» REQUIREMENT
Go to the line below containing "PR #1071, opened 2019-08-05" and print exactly from there through the line containing "First of all, it", both included. Print nothing else.

» THE DATA
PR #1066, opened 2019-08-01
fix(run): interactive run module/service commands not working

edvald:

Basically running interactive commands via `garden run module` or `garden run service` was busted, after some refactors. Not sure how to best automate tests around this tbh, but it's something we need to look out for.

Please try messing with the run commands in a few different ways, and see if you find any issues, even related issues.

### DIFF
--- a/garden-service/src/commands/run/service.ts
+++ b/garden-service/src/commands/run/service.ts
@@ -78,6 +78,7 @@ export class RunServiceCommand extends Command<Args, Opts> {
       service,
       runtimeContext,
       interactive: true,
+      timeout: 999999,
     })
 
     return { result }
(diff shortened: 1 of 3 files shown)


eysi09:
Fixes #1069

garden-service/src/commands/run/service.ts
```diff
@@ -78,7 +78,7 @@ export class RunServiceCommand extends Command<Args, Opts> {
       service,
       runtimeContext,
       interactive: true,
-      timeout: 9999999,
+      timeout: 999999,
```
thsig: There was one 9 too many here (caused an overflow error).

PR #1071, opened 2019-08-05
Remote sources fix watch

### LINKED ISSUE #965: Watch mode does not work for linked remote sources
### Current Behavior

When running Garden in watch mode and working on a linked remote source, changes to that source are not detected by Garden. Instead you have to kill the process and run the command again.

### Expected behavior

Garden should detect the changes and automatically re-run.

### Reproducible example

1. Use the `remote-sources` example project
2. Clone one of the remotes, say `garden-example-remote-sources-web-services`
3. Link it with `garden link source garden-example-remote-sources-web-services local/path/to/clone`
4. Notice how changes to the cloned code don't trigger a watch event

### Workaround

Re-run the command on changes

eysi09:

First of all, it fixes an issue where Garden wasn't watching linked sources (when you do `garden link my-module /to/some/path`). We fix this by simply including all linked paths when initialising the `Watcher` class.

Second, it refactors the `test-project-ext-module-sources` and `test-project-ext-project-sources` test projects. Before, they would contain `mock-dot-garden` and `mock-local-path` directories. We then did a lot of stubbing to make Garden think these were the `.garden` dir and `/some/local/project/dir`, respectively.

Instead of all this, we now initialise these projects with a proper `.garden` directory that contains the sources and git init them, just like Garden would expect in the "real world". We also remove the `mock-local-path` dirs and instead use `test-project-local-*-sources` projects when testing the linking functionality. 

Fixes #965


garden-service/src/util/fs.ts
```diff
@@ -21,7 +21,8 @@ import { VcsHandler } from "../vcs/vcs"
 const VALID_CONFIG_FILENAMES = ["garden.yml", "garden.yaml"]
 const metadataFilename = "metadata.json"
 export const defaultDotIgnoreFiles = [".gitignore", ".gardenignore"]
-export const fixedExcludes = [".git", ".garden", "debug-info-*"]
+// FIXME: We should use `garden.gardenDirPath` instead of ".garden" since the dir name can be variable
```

» SOLUTION TO THIS PROBLEM
PR #1071, opened 2019-08-05
Remote sources fix watch

### LINKED ISSUE #965: Watch mode does not work for linked remote sources
### Current Behavior

When running Garden in watch mode and working on a linked remote source, changes to that source are not detected by Garden. Instead you have to kill the process and run the command again.

### Expected behavior

Garden should detect the changes and automatically re-run.

### Reproducible example

1. Use the `remote-sources` example project
2. Clone one of the remotes, say `garden-example-remote-sources-web-services`
3. Link it with `garden link source garden-example-remote-sources-web-services local/path/to/clone`
4. Notice how changes to the cloned code don't trigger a watch event

### Workaround

Re-run the command on changes

eysi09:

First of all, it fixes an issue where Garden wasn't watching linked sources (when you do `garden link my-module /to/some/path`). We fix this by simply including all linked paths when initialising the `Watcher` class.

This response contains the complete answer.